Since I moved to the Netherlands I’ve been on a hunt for local film product, flicks I couldn’t have possibly seen back in the States. Conveniently the Dutch film industry has been pushing this movie hard, fitting it into as many theatres as it can possibly reach with the requisite amount of English-subtitled screenings. (It’s also The Netherlands’ entry into the Academy Awards Best Foreign Language category.) It’s a big deal to have uber-hottie Carice van Houten (Black Book, Game of Thrones) co-producing this inaugural feature with business partner Halina Reijns, an actor-turned-director whose relationship with van Houten goes back to the early 2000s. On paper, this is a dream team ready to play across the continent and beyond — two veteran actors beginning a new phase in their careers, using state funds from The Netherlands to make a piece of art which couldn’t have been created anywhere else.

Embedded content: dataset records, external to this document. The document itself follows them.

PR #652, opened 2021-02-26
dupRadar

siebrenf:
**What's new?**
add dupRadar to the RNA-seq MultiQC

**Checklist**
- [ ] I updated the CHANGELOG


siebrenf:
TODO:
- extract sample strandedness (they complain if you say paired ended, but the sample is single ended, so why do I have to tell them!?)
- benchmark RAM usage
- stop removing duplicate reads in RNA-seq
- add test
- update docs & changelog

siebrenf:
dups are removed here, but its the thought that counts!

GRCz11-GSM1483769_mqc

siebrenf:
afbeelding
(seems our test data is quite bad!)

- the rule takes <500 MB ram with these samples. Too low to care for resource logging I guess.
- dupRadar will run in the RNA-seq MultiQC tests, so it's covered.
- since the module isn't in MultiQC, each png is added as a separate file.
- since each file has it's sample name, I cant actually add any config options. I've added the "dupRadar" prefix to group them together:
afbeelding

seq2science/rules/configuration_explain.smk
```diff
@@ -73,7 +73,7 @@ else:
                       end=" and finally were tn5 bias shifted by seq2science." if config.get("tn5_shift", 0) > 0 else "."),
         # "samtools_sort": "Bam files were sorted with samtools v@samtools[samtools].",
         "sambamba_sort": "Bam files were sorted with sambamba v@sambamba[sambamba] (https://doi.org/10.1093/bioinformatics/btv098).",
-        "mark_duplicates": "Afterwards, duplicate reads were removed with picard MarkDuplicates v@picard[picard] (http://broadinstitute.github.io/picard).",
+        "mark_duplicates": "Afterwards, duplicate reads were " + ("removed" if "REMOVE_DUPLICATES=true" in config.get("markduplicates", "") else "marked") + " with picard MarkDuplicates v@picard[picard] (http://broadinstitute.github.io/picard).",
```
Maarten-vd-Sande, line 76: I am not sure, but I think most/some tools will not consider reads marked as duplicates. But from the comments with pictures seems that is not an issue actually :thinking:

Maarten-vd-Sande (approved):
My general idea of the multiqc report is that it starts at the beginning of the analysis (e.g. trimming), and ends with the later steps (perhaps other way around makes more sense though?). Anyways, ideally these plots would be added at the bottom. 

The multiqc config is basically 1 big f string, so you should be able to add them. Take a look at e.g. `macs2_img1`.

seq2science/rules/configuration_explain.smk
siebrenf: dupRadar actually needs reads marked

Maarten-vd-Sande: yeah makes sense actually :see_no_evil:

Instinct is a gritty piece of filmmaking influenced by both social realism and Joe Eszterhas, if you can believe it. Van Houten plays Nicoline, a tough-as-nails psychologist in Holland’s carceral system working on rehabilitating hard cases so they can be released into society. The movie starts with a halfway brilliant fakeout, where you see the riot squad about to bust down the door to a cell holding Nicoline, where she’s poised like a sinewed jaguar ready to rip some faces off. They come at her hard, and she fights like the dickens trying to take out as many of them as she can. After she’s forcibly apprehended and relocated to a secure pen, it’s revealed this was a training exercise. It’s great storytelling, economically revealing she’s a strong, savvy vet of the penal system ready for anything it might throw at her.

Nicoline is a sharpshooter in the eyes of her colleagues, case workers trying to extricate some poor souls from their compulsions and bad decisions so they can salvage a normal life. She has friends among the staff, but it’s apparent that no one really knows her intimately. When she goes home, it’s to a generically decorated apartment which suggests a furnished rental. There’s no personal statement, no fingerprint or imprimatur. She appears to be all about the work — and in so showing, director Reijns and screenwriter Esther Gerritsen hint at a vacuum at the center of Nicoline.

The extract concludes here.